Finalmente sarei riuscito a entrare nella pancia delle persone, senza inutili spargimenti di sangue.
E senza bisogno di trasformarmi in una tenia.

In realtà Duff non è poi così sfigato: è solo un tizio che per il gioco delle parti vive all’ombra del frontman e del guitar hero.

In fondo ci sta: quando decidi di essere un bassista, all’inizio della carriera metti in conto il fatto che ti si possa considerare  un semplice gregario. Sta a te e al pubblico capire quanto Sandro Carrea possa trasformarsi in Fausto Coppi.

A mio modo di vedere Duff è divenuto sempre più protagonista e sempre meno gregario predestinato.
Questo mi ha dato agio di pensare che anche gli sfigati come me possono trasformarsi, nel piccolo come nel grande, in campioni.
Suona quindi, Duff McKagan! E cambiami la vita.
Quel maledetto punkettone ha risposto alla prece e mi ha iniziato alla condizione di bassista.
Due note possono cambiarti la vita, anche se semplici e omofone, ma emesse a frequenze differenti.
Bisogna solo ingerirle prima e digerirle poi, per capirne il senso ultimo.
Perché è l’intestino ad assorbire tutto. E il basso lo senti nella pancia, non per caso.

“Ora si fa sul serio”, penso orgoglioso pestando forte sulla corda più grossa del mio primo basso economico, attaccato a un amplificatore da poche lire.
“Senti qua mamma: sto per diventare una rockstar!”

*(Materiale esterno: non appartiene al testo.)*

PR #5730, opened 2021-03-25
[MME]  Free cid in mme_app_edns_emulation

### LINKED ISSUE #5333: [MME] Address Clang-Tidy clang-analyzer-unix.Malloc findings
This GH Issue is to investigate the clang-analyzer-unix.Malloc findings from Clang-Tidy. Analysis was run on Magma @ [6c13c49](https://github.com/magma/magma/commit/9cc4be1e362e4cd0171be2bfcb47a054d6c13c49).

These are all of the shape `warning: Potential leak to memory pointed to by...`.

This is a result of #5302 execution of Clang-Tidy.

To keep track of the findings and status of each, here is a checklist which will tie to PRs:

- [ ] bstrlib.c:2465
- [ ] bstrlib.c:3161
- [ ] obj_hashtable.c:1018 [#5802]
- [ ] obj_hashtable.c:1053 [#5802]
- [ ] obj_hashtable_uint64.c:998 [#5801]
- [ ] mme_app_edns_emulation.c:63 [#5730]
- [ ] mme_app_state_manager.cpp:235
- [ ] s1ap_mme_handlers.c:1271

As these findings tend to be long (the static analyzer indicates the precise path through the codebase required for the leak) I will point at full logs and not quote them here.

Full logs from the above are available in [This](https://gist.github.com/electronjoe/987d20e3e730d0a22ce184644c70b449) Github Gist.

anushadatar:
## Summary
clang-tidy currently shows a warning in the file
mme_app_edns_emulation.c due to an allocated cid
value that is never freed. Free that value prior
to returning.

Signed-off-by: Anusha Datar <anushadatar@gmail.com>

## Test Plan

```
cd lte/gateway
make build_oai
```
And CI Pipelines.

### DIFF
--- a/lte/gateway/c/oai/tasks/mme_app/mme_app_edns_emulation.c
+++ b/lte/gateway/c/oai/tasks/mme_app/mme_app_edns_emulation.c
@@ -57,8 +57,12 @@ int mme_app_edns_add_sgw_entry(bstring id, struct in_addr in_addr) {
 
       hashtable_rc_t rc =
           obj_hashtable_insert(g_e_dns_entries, cid, strlen(cid), data);
-      if (HASH_TABLE_OK == rc) return RETURNok;
+      if (HASH_TABLE_OK == rc) {
+        free(cid);
+        return RETURNok;
+      }
     }
+    free(cid);
   }
   return RETURNerror;
 }


lte/gateway/c/oai/tasks/mme_app/mme_app_edns_emulation.c
```diff
@@ -60,6 +60,7 @@ int mme_app_edns_add_sgw_entry(bstring id, struct in_addr in_addr) {
       if (HASH_TABLE_OK == rc) return RETURNok;
     }
   }
+  free(cid);
```
electronjoe: Awesome! Finding real memory leaks and fixing them!

## Minor Change Request

My recommendation on this would be to move the free() up to just before line 60. The rationale is that when others come along and modify this function, they could add additional return statements that short-circuit your free (not seeing it).  I think it's best to free the resource as soon as you are done with it.

## Better Yet - But not this PR? File a GH Issue for discussion?

We might consider a broader campaign to improve the safety of our allocations like this one (where the resource should clearly be freed when context exits).  A better solution in this type of context would even be to consider a RAII style approach in C.  It appears GCC (and maybe Clang but undocumented) support the `__cleanup__` variable attribute. The major negative here is that no such capability is defined by the c standard, so this will be compiler-specific which is generally a cautious thing to introduce.  If we did this, it would look something like this.

```c
/ *
  * Some shared utility header
  * /
void clean_up_char_array(char* to_be_freed)
{
  free(to_be_freed);
}

/ *
  * Use in this file or others like it
  * /
// No matter what happens, when cid goes out of context we call 
char* cid __attribute__ ((__cleanup__(clean_up_char_array))) = calloc(1, blength(id) + 1) ;
if (stuff){
  // do things
  return;
}
return;
```

anushadatar: I'll definitely apply the change you mentioned, but I think it makes sense to move the RAII point into a larger discussion because I feel unsure about the implications associated with the compiler specificity of using GCC. Should I file the GitHub issue associated with this - if you have broader vision and context and want to do it, go for it, but I also can.

electronjoe: I spoke with some of the team about the `__cleanup__` RAII option - and @amarpad brought up the excellent point that we are going to be supporting ARM more and more. Looking into it, I [could not find support for __cleanup__ by the armcc compiler](https://developer.arm.com/documentation/dui0472/k/Compiler-specific-Features/Function-attributes?lang=en). I do see `__cleanup__` used in linux's `systemd`, which surprises me (how can this not support ARM?).  But perhaps that is a [rogue linux agent](https://lwn.net/Articles/589433/).  Sadly, I think we have to avoid __cleanup__ use.  Another option I'm finding is that some have authored smart-pointer like libraries for c. But that's another discussion =D Lets drop the GH Issue request and just move the free here, then it LGTM and you can convert to a PR (remove draft)!

electronjoe: As to testing this PR, I realize you have Vagrant issues that are blocking you. There was a regression on our vagrant based E2E testing this week - or a couple regressions. Rebasing to master might fix your issue?  I'm testing that now myself for my PRs.  If we cannot get this working for you in reasonable time, we could rely on the OAI CI test (MAGMA-OAI-TEST in CI report) coverage which seems reasonable to me for this PR (and not run local Vagrant tests).

electronjoe: Vagrant VM is still broken due to migration to Ubuntu 20.04 effort - you should omit that test and rely entirely on CI tests for this PR - you have my OK.

anushadatar: Sounds good, I'll make the change later this morning. Is there anything I need to do to omit the local vagrant tests within the context of this PR?

anushadatar:
@electronjoe  Made the change requested, thanks for the feedback. Please let me know if there's anything else that needs to happen here wrt RAII or anything else on this PR.

electronjoe (approved):
Let's convert this from a draft, and I'll get code owners to review for commit!

anushadatar:
> Let's convert this from a draft, and I'll get code owners to review for commit!

Marked as ready for review, thanks for all of your help!

lte/gateway/c/oai/tasks/mme_app/mme_app_edns_emulation.c
```diff
@@ -57,6 +57,7 @@ int mme_app_edns_add_sgw_entry(bstring id, struct in_addr in_addr) {
 
       hashtable_rc_t rc =
           obj_hashtable_insert(g_e_dns_entries, cid, strlen(cid), data);
+      free(cid);
```
ulaskozat: what happens when data is null?

ulaskozat:
This part of code will be removed, it is legacy and not utilized in our current call flows.

lte/gateway/c/oai/tasks/mme_app/mme_app_edns_emulation.c
anushadatar: That's an important catch,  moved `free` to line 62.

anushadatar:
> This part of code will be removed, it is legacy and not utilized in our current call flows.
Mot sure what y'alls philosophy is in terms of deciding whether or not to update legacy code or to wait for larger changes to delete this; feel free to let me know if i should abandon this PR.

electronjoe:
> This part of code will be removed, it is legacy and not utilized in our current call flows.

Can we enumerate what is to be deleted and delete it all now in this PR?

If not I think we merge the fix?

lte/gateway/c/oai/tasks/mme_app/mme_app_edns_emulation.c
electronjoe: Whoops! Thanks @ulaskozat for catching that!

lte/gateway/c/oai/tasks/mme_app/mme_app_edns_emulation.c
```diff
@@ -59,6 +59,7 @@ int mme_app_edns_add_sgw_entry(bstring id, struct in_addr in_addr) {
           obj_hashtable_insert(g_e_dns_entries, cid, strlen(cid), data);
       if (HASH_TABLE_OK == rc) return RETURNok;
```
ulaskozat: we still need to free before returning okay.

ulaskozat (changes requested):
We can merge it and handle clean up of dead code in another PR. however the current PR has still an issue.

ardzoht:
@anushadatar What is the plan for this PR?

anushadatar:
> @anushadatar What is the plan for this PR?

Sorry, dropped the ball on this. Will add the extra `free` later today and update this accordingly.

lte/gateway/c/oai/tasks/mme_app/mme_app_edns_emulation.c
anushadatar: Freed before returning okay, thanks for the note!

ulaskozat (approved):
LGTM

ulaskozat:
For required units tests to pass, you will need to rebase your PR.

anushadatar:
Rebased! Thanks for all of your help, and please let me know if there is anything else I need to do.

ulaskozat:
Enabled auto-merge, if not merged due to some requirement not passing, ping me...

electronjoe:
Congrats on your merge @anushadatar! Thanks for the review @ulaskozat!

Un “mi” (bemolle!) risuona grave, gravissimo nella sua testa.

 

 

Juri Bomparola Musicista professionista dal 2001, lavora nel mondo delle cover-band e si dedica all’osservazione della gente, perché di persone ne incontra parecchie. Gira l’Italia con un basso tra le mani; suona canta e rappa. Dal 2004 fa parte degli OxxxA, storica cover-band milanese che più di vent’anni or sono ha aperto la strada a chi sognava di fare della musica dal vivo in Italia una professione aperta a tutti.

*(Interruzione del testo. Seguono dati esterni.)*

PR #5731, opened 2021-03-25
[agw][fix for PLMN restriction] PLMN restriction handle mnc digit 2

pruthvihebbani:
[agw][fix for PLMN restriction] PLMN restriction handle mnc digit 2

## Summary

Add support to handle PLMN with 2 digit MNC. If the configuration/filter has a 2 digit MNC, then validate only first 5 digits of IMSI instead of 6 digits to check for PLMN restriction.

## Test Plan

- Verified s1sim sanity
- Verified test_attach_restricted_plmn.py TC


ulaskozat (approved):
LGTM

PR #5733, opened 2021-03-25
[docs] Reorganize docusaurus by topic

hcgatewood:
## Summary

As part of making the Docusaurus more approachable, we're flipping the hierarchy of topics to feature "what I want to do" vs. "what component". Ref: https://fb.quip.com/RMQ1AVZtcaP9

Sidebar changes:

Screen Shot 2021-03-25 at 12 50 38 AM
Screen Shot 2021-03-25 at 12 50 46 AM
Screen Shot 2021-03-25 at 12 50 53 AM
Screen Shot 2021-03-25 at 12 50 59 AM
Screen Shot 2021-03-25 at 12 51 14 AM

## Test Plan

- [x] Manual inspection

## Additional Information


themarwhal (approved):
looks much cleaner! thanks!

docs/readmes/lte/deploy_config_agw.md
```diff
@@ -18,11 +19,11 @@ You will need to set up a super-user in a valid NMS Organization in order to
 use the NMS. See "[NMS Multitenancy](https://magma.github.io/magma/docs/nms/nms_organizations)"
 to complete this step.
 
-You also should have completed all the steps in "[Access Gateway Setup (On Bare Metal)](https://magma.github.io/magma/docs/lte/setup_deb)".
+You also should have completed all the steps in "[Install Access Gateway (On Bare Metal)](https://magma.github.io/magma/docs/lte/deploy_install)".
 For this part, we strongly recommend that you SSH into the AGW box from a host
 machine instead of using the AGW directly.
 
-In this latest version, Magma Access Gateway no longer has a hardwired default Access Point Name (APN). Therefore, each UE must have a subscription profile that includes at least one APN to be able to attach to the network. Please follow the instructions in "[APN Configuration](config_apn.md)".
+In this latest version, Magma Access Gateway no longer has a hardwired default Access Point Name (APN). Therefore, each UE must have a subscription profile that includes at least one APN to be able to attach to the network. Please follow the instructions in "[APN Configuration](deploy_config_apn.md)".
```
themarwhal, line 26: I think the version we made the switch was 1.3? cc @ulaskozat 
Maybe we can explicitly mention the version.

docs/docusaurus/create_docusaurus_website.sh
```diff
@@ -38,5 +38,5 @@ echo 'If you want to follow the build logs, run docker-compose logs -f docusauru
 spin
 echo 'Navigate to http://localhost:3000/ to see the docs.'
 
-open 'http://localhost:3000/' || true
+open 'http://localhost:3000/docs/next/basics/introduction.html' || true
```
andreilee, line 41: Is there a way to always just point to the newest release? I don't think we should show the docs from `master` by default, that's only useful for developers, but not users

andreilee (approved):
I like this new structure better!

uri200 (approved):

docs/docusaurus/i18n/en.json
```diff
@@ -936,16 +951,24 @@
       "Community": "Community"
     },
     "categories": {
+      "Getting Started": "Getting Started",
+      "Tutorials": "Tutorials",
+      "Usage": "Usage",
+      "Architecture": "Architecture",
+      "Guide: Deploy": "Guide: Deploy",
```
karthiksubraveti: I dislike seeing "Guide:" on the sidebars, It might be better for us to either call this 'Deploy', 'Architecture', 'Usage' itself or have a subsection under guide. Since we may have more guides in the future, I would probably go with latter.

docs/README.md
```diff
@@ -12,9 +12,10 @@ organized into a Docusaurus site for easy consumption.
 [Docusaurus](https://docusaurus.io/) is a framework for static site generation,
 focusing on documentation-based sites.
 
-The `sidebars.json` and `siteConfig.js` are the main entrypoints for updating
-our documentation site. The former determines which README docs are displayed,
-and the latter sets site-wide config values.
+The [`sidebars.json`](https://v1.docusaurus.io/docs/en/navigation) and
+[`siteConfig.js`](https://v1.docusaurus.io/docs/en/site-config) are the main
+entrypoints for updating our documentation site. The former determines which
+README docs are displayed, and the latter sets site-wide config values.
```
karthiksubraveti, line 18: minor nit: Can you also add the naming convention around the what the ID value should be for each document.

karthiksubraveti (approved):
Thanks for making this change. It looks great. Left a few comments.

docs/docusaurus/i18n/en.json
hcgatewood: The latter was the original intent. Unfortunately Docusaurus doesn't support two-tiered subcategorization, so we can't do e.g. Guides > Deploy > Orchestrator. I think for now we can just remove the `Guide: ` and, if the number of guides gets too large, we can figure out a solution then

docs/docusaurus/create_docusaurus_website.sh
hcgatewood: `/` points to newest release. My assumption, and experience, is that when you're editing the docs, you're editing and viewing the "next" docs. That's why I've included this change

PR #5744, opened 2021-03-25
AGW: deploy OVS 2.14 on magma-dev VM

pshelar:
Use prebuilt OVS packages for ubuntu.

## Additional Information

### DIFF
--- a/lte/gateway/deploy/roles/magma/tasks/main.yml
+++ b/lte/gateway/deploy/roles/magma/tasks/main.yml
@@ -231,6 +231,14 @@
       # install openvswitch
       - openvswitch-switch
       - openvswitch-test
+      - libopenvswitch
+      - openvswitch-datapath-dkms
+      - openvswitch-common
+      - libopenvswitch-dev
+      - python3-openvswitch
+      - openvswitch-doc
+      - openvswitch-pki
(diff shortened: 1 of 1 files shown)


lte/gateway/deploy/roles/magma/tasks/main.yml
```diff
@@ -231,6 +231,14 @@
       # install openvswitch
       - openvswitch-switch
       - openvswitch-test
+      - libopenvswitch
```
ardzoht, line 234: It would be good to verify this with building local package, to confirm there's no dependency issue?

ardzoht (approved):
lgtm

tmdzk (changes requested):
This role is for local VM. It's pointing to an internal registry that don't have any OVS packages.. Which means It will take the community one and as we didn't fix the versions It will install the 2.15 one. 

2 Solutions: 
- host ovs packages in that internal registry
- Fix version of OVS

pshelar:
facebookconnectivity has OVS 2.14 packages. I have already verified these patches. Once external repo is up and running we can upload patches OVS packages in that repo, so that deployments would not hit community repo.

tmdzk (approved):

PR #5745, opened 2021-03-25
AGW: deploy envoy from magma repo.

pshelar:
Repo URL: https://getenvoy.io/gpg is not reliable, Use
package cached in magma repo.

## Additional Information

### DIFF
--- a/lte/gateway/deploy/magma_dev_focal.yml
+++ b/lte/gateway/deploy/magma_dev_focal.yml
@@ -48,6 +48,5 @@
         magma_repo: /home/{{ ansible_user }}/magma-packages
         magma_deps: /home/{{ ansible_user }}/magma-deps
     - role: fluent_bit
-    - role: envoy
     - role: pyvenv
     - role: focal_hacks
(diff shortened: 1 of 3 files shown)


ardzoht (approved):
lgtm

lte/gateway/deploy/magma_dev_focal.yml
```diff
@@ -48,6 +48,5 @@
         magma_repo: /home/{{ ansible_user }}/magma-packages
         magma_deps: /home/{{ ansible_user }}/magma-deps
     - role: fluent_bit
-    - role: envoy
```
tmdzk, line 51: If you remove it from there It won't be install in the devs VM.

tmdzk (changes requested):
Envoy had an issue with their registry but it's fixed now. 

2 solutions: 
- we change the dev role to point to our selfhost version of envoy
- we keep it that way and trust it will never happen again.

tmdzk (approved):

lte/gateway/deploy/magma_dev_focal.yml
pshelar: @tmdzk the magma role would install it from our repo.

La rubrica “Mamma sono una rockstar!” La mamma vorrebbe un figlio medico, imprenditore o ingegnere. A volte capita che la mamma non comprenda che un musicista cura se stesso e gli altri con la musica, è imprenditore della propria band ed è pure ingegnere del suono. Lo spieghiamo in questo spazio dedicato a piccoli e grandi musicisti e alle loro mamme. Un viaggio non solo on the road ma anche e soprattutto between the roadsIl musicista suona, ma tra un concerto e l’altro pensa e vive. Ispirato da Ungaretti un bassista racconta i suoi piccoli conflitti quotidiani.